:: Task prompt ::
All that is asked is a faithful reproduction of the entries.

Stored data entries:
PR #78, opened 2019-07-16
add hdf5 reader

wangzhezhe:
1 add hdf5 reader which load the image array and generate the Block
2 the information to generate Header in Block should be set manually
3 tested ok for big_stem_image.h5

### DIFF
--- a/CMakeLists.txt
+++ b/CMakeLists.txt
@@ -32,6 +32,8 @@ include_directories(
 find_package(Eigen3 REQUIRED)
 include_directories(${EIGEN3_INCLUDE_DIR})
 
+find_package(pybind11 REQUIRED)
+
 option(BUILD_SHARED_LIBS "Build shared libraries" ON)
 
 
@@ -39,7 +41,7 @@ set(_vtkm_src
   stempy/image.cpp
   stempy/electron.cpp
 )
-set(_src stempy/reader.cpp
+set(_src stempy/reader.cpp python/reader_h5.cpp
   stempy/mask.cpp
   stempy/electronthresholds.cpp)
 
@@ -81,10 +83,14 @@ endif()
 target_link_libraries(stem
   PRIVATE ${_libs})
 
+include_directories(stem
+  ${PYTHON_INCLUDE_PATH}
+  ${pybind11_INCLUDE_DIRS}
+)
 add_executable(stemcli stempy/main.cpp)
 
 target_link_libraries(stemcli
-  PRIVATE stem)
+  PRIVATE stem pybind11::embed)
 
 set_target_properties(stem
   PROPERTIES
@@ -99,3 +105,4 @@ configure_file("${CMAKE_CURRENT_SOURCE_DIR}/cmake/config.h.in"
 
 add_subdirectory(${PROJECT_SOURCE_DIR}/thirdparty/pybind11)
 add_subdirectory(python)
+
--- a/CMakeLists.txt
+++ b/CMakeLists.txt
@@ -32,10 +32,21 @@ include_directories(
 find_package(Eigen3 REQUIRED)
 include_directories(${EIGEN3_INCLUDE_DIR})
 
-find_package(pybind11 REQUIRED)
+#find_package(pybind11 REQUIRED)
+add_subdirectory(${PROJECT_SOURCE_DIR}/thirdparty/pybind11)
+find_package(PythonInterp 3 REQUIRED)
+find_package(PythonLibs 3 REQUIRED)
+set(PYBIND11_PYTHON_VERSION "3" CACHE STRING "")
+set(PYBIND11_CPP_STANDARD "-std=c++14" CACHE STRING "")
+
+include_directories(SYSTEM
+  ${PYTHON_INCLUDE_PATH}
+  ${PYBIND11_INCLUDE_DIR}
+)
+
+message(STATUS "include path for pybind11 is: " ${PYBIND11_INCLUDE_DIR})
 
 option(BUILD_SHARED_LIBS "Build shared libraries" ON)
-
 
 set(_vtkm_src
   stempy/image.cpp
@@ -83,10 +94,6 @@ endif()
 target_link_libraries(stem
   PRIVATE ${_libs})
 
-include_directories(stem
-  ${PYTHON_INCLUDE_PATH}
-  ${pybind11_INCLUDE_DIRS}
-)
 add_executable(stemcli stempy/main.cpp)
 
 target_link_libraries(stemcli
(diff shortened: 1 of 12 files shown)


CMakeLists.txt
```diff
@@ -32,14 +32,16 @@ include_directories(
 find_package(Eigen3 REQUIRED)
 include_directories(${EIGEN3_INCLUDE_DIR})
 
+find_package(pybind11 REQUIRED)
+
```
cjh1: As we are doing a find here, we should remove the extra call that is being done in the `/python/CMakeLists.txt`

examples/hdf5Reader/reader_hdf5.py
```diff
@@ -0,0 +1,29 @@
...
+    img.save(name)
+
+# init reader
+filename="./big_stem_image.h5"
+h5file= h5py.File(filename, 'r')
+
+inner_radii = [0, 40]
+outer_radii = [288, 288]
+
+imgs = image.create_stem_images(h5file, inner_radii, outer_radii, width=160, height=160)
```
cjh1: Nice, this look much cleaner.

python/reader_h5.cpp
```diff
@@ -0,0 +1,65 @@
...
+    m_blockNumInFile(blockNumInFile), m_totalImageNum(totalImageNum),
+    m_imageNumbers(imageNumbers)
+{}
+
+Block H5Reader::read()
+{
+
+  // get to the end of the file, return empty Block
+  if (m_currIndex >= m_totalImageNum) {
+    std::cout << "data loading finish with index " << m_currIndex << std::endl;
```
cjh1: We should remove this debug.

python/reader_h5.cpp
```diff
@@ -0,0 +1,65 @@
...
+  py::buffer_info buf = pyarray.request();
+  uint32_t arraySize = pyarray.size();
+
+  uint16_t* ptr = (uint16_t*)buf.ptr;
+
+  Header h = Header(m_imageWidth, m_imageHeight, m_imageNumInBlock,
+                    m_blockNumInFile, m_scanWidth, m_scanHeight, m_currIndex, m_imageNumbers);
+  Block b = Block(h);
+
+  std::copy(ptr, ptr + arraySize, b.data.get());
```
cjh1: Why are we doing this copy?

python/reader_h5.h
```diff
@@ -0,0 +1,98 @@
...
+
+    iterator(H5Reader* h5reader) : m_H5Reader(h5reader)
+    {
+      if(h5reader==nullptr){
+        return;
+      }
+      // read data at first time
+      m_block = m_H5Reader->read();
+      if (!m_block.data) {
+        std::cout<<"m_H5Reader is null" << std::endl;
```
cjh1: debug?

python/stempy/image/__init__.py
```diff
@@ -1,9 +1,40 @@
 from stempy import _image
+from stempy import _io
 import numpy as np
-
-def create_stem_images(reader, inner_radii,
+import h5py
+
+
+def get_hdf5_reader(h5file):
```
cjh1: Can we add a leading underscore to indicate that this is an internal function

python/stempy/image/__init__.py
```diff
@@ -1,9 +1,40 @@
...
+    # the initialization is at the io.cpp
+    dset_frame=h5file['frames']
+    dset_frame_shape=dset_frame.shape
+    totalImgNum=dset_frame_shape[0]
+    imagewidth=dset_frame_shape[1]
+    imageheight=dset_frame_shape[2]
+    
+    dset_stem_shape=h5file['stem/images'].shape
+    scanwidth=dset_stem_shape[1]
+    scanheight=dset_stem_shape[2]
```
cjh1: `stem/images` is unlikely to be present if we are trying to create a STEM image. We need to look for attributes `Nx` and `Ny`, that we can use to save the scan dimension in.

python/stempy/image/__init__.py
```diff
@@ -1,9 +1,40 @@
...
+    
+    # the number here are same with the smallscan data
+    blocksize=32
+    blockNumInFile=25
```
cjh1: If these are constants we should move them to the top of the file and use uppercase.

python/stempy/image/__init__.py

:: Answer for the task ::
PR #78, opened 2019-07-16
add hdf5 reader

wangzhezhe:
1 add hdf5 reader which load the image array and generate the Block
2 the information to generate Header in Block should be set manually
3 tested ok for big_stem_image.h5

### DIFF
--- a/CMakeLists.txt
+++ b/CMakeLists.txt
@@ -32,6 +32,8 @@ include_directories(
 find_package(Eigen3 REQUIRED)
 include_directories(${EIGEN3_INCLUDE_DIR})
 
+find_package(pybind11 REQUIRED)
+
 option(BUILD_SHARED_LIBS "Build shared libraries" ON)
 
 
@@ -39,7 +41,7 @@ set(_vtkm_src
   stempy/image.cpp
   stempy/electron.cpp
 )
-set(_src stempy/reader.cpp
+set(_src stempy/reader.cpp python/reader_h5.cpp
   stempy/mask.cpp
   stempy/electronthresholds.cpp)
 
@@ -81,10 +83,14 @@ endif()
 target_link_libraries(stem
   PRIVATE ${_libs})
 
+include_directories(stem
+  ${PYTHON_INCLUDE_PATH}
+  ${pybind11_INCLUDE_DIRS}
+)
 add_executable(stemcli stempy/main.cpp)
 
 target_link_libraries(stemcli
-  PRIVATE stem)
+  PRIVATE stem pybind11::embed)
 
 set_target_properties(stem
   PROPERTIES
@@ -99,3 +105,4 @@ configure_file("${CMAKE_CURRENT_SOURCE_DIR}/cmake/config.h.in"
 
 add_subdirectory(${PROJECT_SOURCE_DIR}/thirdparty/pybind11)
 add_subdirectory(python)
+
--- a/CMakeLists.txt
+++ b/CMakeLists.txt
@@ -32,10 +32,21 @@ include_directories(
 find_package(Eigen3 REQUIRED)
 include_directories(${EIGEN3_INCLUDE_DIR})
 
-find_package(pybind11 REQUIRED)
+#find_package(pybind11 REQUIRED)
+add_subdirectory(${PROJECT_SOURCE_DIR}/thirdparty/pybind11)
+find_package(PythonInterp 3 REQUIRED)
+find_package(PythonLibs 3 REQUIRED)
+set(PYBIND11_PYTHON_VERSION "3" CACHE STRING "")
+set(PYBIND11_CPP_STANDARD "-std=c++14" CACHE STRING "")
+
+include_directories(SYSTEM
+  ${PYTHON_INCLUDE_PATH}
+  ${PYBIND11_INCLUDE_DIR}
+)
+
+message(STATUS "include path for pybind11 is: " ${PYBIND11_INCLUDE_DIR})
 
 option(BUILD_SHARED_LIBS "Build shared libraries" ON)
-
 
 set(_vtkm_src
   stempy/image.cpp
@@ -83,10 +94,6 @@ endif()
 target_link_libraries(stem
   PRIVATE ${_libs})
 
-include_directories(stem
-  ${PYTHON_INCLUDE_PATH}
-  ${pybind11_INCLUDE_DIRS}
-)
 add_executable(stemcli stempy/main.cpp)
 
 target_link_libraries(stemcli
(diff shortened: 1 of 12 files shown)


CMakeLists.txt
```diff
@@ -32,14 +32,16 @@ include_directories(
 find_package(Eigen3 REQUIRED)
 include_directories(${EIGEN3_INCLUDE_DIR})
 
+find_package(pybind11 REQUIRED)
+
```
cjh1: As we are doing a find here, we should remove the extra call that is being done in the `/python/CMakeLists.txt`

examples/hdf5Reader/reader_hdf5.py
```diff
@@ -0,0 +1,29 @@
...
+    img.save(name)
+
+# init reader
+filename="./big_stem_image.h5"
+h5file= h5py.File(filename, 'r')
+
+inner_radii = [0, 40]
+outer_radii = [288, 288]
+
+imgs = image.create_stem_images(h5file, inner_radii, outer_radii, width=160, height=160)
```
cjh1: Nice, this look much cleaner.

python/reader_h5.cpp
```diff
@@ -0,0 +1,65 @@
...
+    m_blockNumInFile(blockNumInFile), m_totalImageNum(totalImageNum),
+    m_imageNumbers(imageNumbers)
+{}
+
+Block H5Reader::read()
+{
+
+  // get to the end of the file, return empty Block
+  if (m_currIndex >= m_totalImageNum) {
+    std::cout << "data loading finish with index " << m_currIndex << std::endl;
```
cjh1: We should remove this debug.

python/reader_h5.cpp
```diff
@@ -0,0 +1,65 @@
...
+  py::buffer_info buf = pyarray.request();
+  uint32_t arraySize = pyarray.size();
+
+  uint16_t* ptr = (uint16_t*)buf.ptr;
+
+  Header h = Header(m_imageWidth, m_imageHeight, m_imageNumInBlock,
+                    m_blockNumInFile, m_scanWidth, m_scanHeight, m_currIndex, m_imageNumbers);
+  Block b = Block(h);
+
+  std::copy(ptr, ptr + arraySize, b.data.get());
```
cjh1: Why are we doing this copy?

python/reader_h5.h
```diff
@@ -0,0 +1,98 @@
...
+
+    iterator(H5Reader* h5reader) : m_H5Reader(h5reader)
+    {
+      if(h5reader==nullptr){
+        return;
+      }
+      // read data at first time
+      m_block = m_H5Reader->read();
+      if (!m_block.data) {
+        std::cout<<"m_H5Reader is null" << std::endl;
```
cjh1: debug?

python/stempy/image/__init__.py
```diff
@@ -1,9 +1,40 @@
 from stempy import _image
+from stempy import _io
 import numpy as np
-
-def create_stem_images(reader, inner_radii,
+import h5py
+
+
+def get_hdf5_reader(h5file):
```
cjh1: Can we add a leading underscore to indicate that this is an internal function

python/stempy/image/__init__.py
```diff
@@ -1,9 +1,40 @@
...
+    # the initialization is at the io.cpp
+    dset_frame=h5file['frames']
+    dset_frame_shape=dset_frame.shape
+    totalImgNum=dset_frame_shape[0]
+    imagewidth=dset_frame_shape[1]
+    imageheight=dset_frame_shape[2]
+    
+    dset_stem_shape=h5file['stem/images'].shape
+    scanwidth=dset_stem_shape[1]
+    scanheight=dset_stem_shape[2]
```
cjh1: `stem/images` is unlikely to be present if we are trying to create a STEM image. We need to look for attributes `Nx` and `Ny`, that we can use to save the scan dimension in.

python/stempy/image/__init__.py
```diff
@@ -1,9 +1,40 @@
...
+    
+    # the number here are same with the smallscan data
+    blocksize=32
+    blockNumInFile=25
```
cjh1: If these are constants we should move them to the top of the file and use uppercase.

python/stempy/image/__init__.py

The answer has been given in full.